**WORK TASK**
All entries given below are to be returned word for word.

**Saved entries**
PR #1893, opened 2022-03-22
feat: redirect to the collection list after TP delete

### LINKED ISSUE #1885: Redirect to /collections when a collection is deleted
When the user deletes a collection, it remains in the same URL, showing the `Not found` page since the collection is now deleted. We should redirect back to `/collections`.

nicosantangelo:
Closes #1885

### DIFF
--- a/src/modules/collection/sagas.ts
+++ b/src/modules/collection/sagas.ts
@@ -91,7 +91,7 @@ import {
 } from 'modules/item/actions'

**TASK OUTPUT**
PR #1893, opened 2022-03-22
feat: redirect to the collection list after TP delete

### LINKED ISSUE #1885: Redirect to /collections when a collection is deleted
When the user deletes a collection, it remains in the same URL, showing the `Not found` page since the collection is now deleted. We should redirect back to `/collections`.

nicosantangelo:
Closes #1885

### DIFF
--- a/src/modules/collection/sagas.ts
+++ b/src/modules/collection/sagas.ts
@@ -91,7 +91,7 @@ import {
 } from 'modules/item/actions'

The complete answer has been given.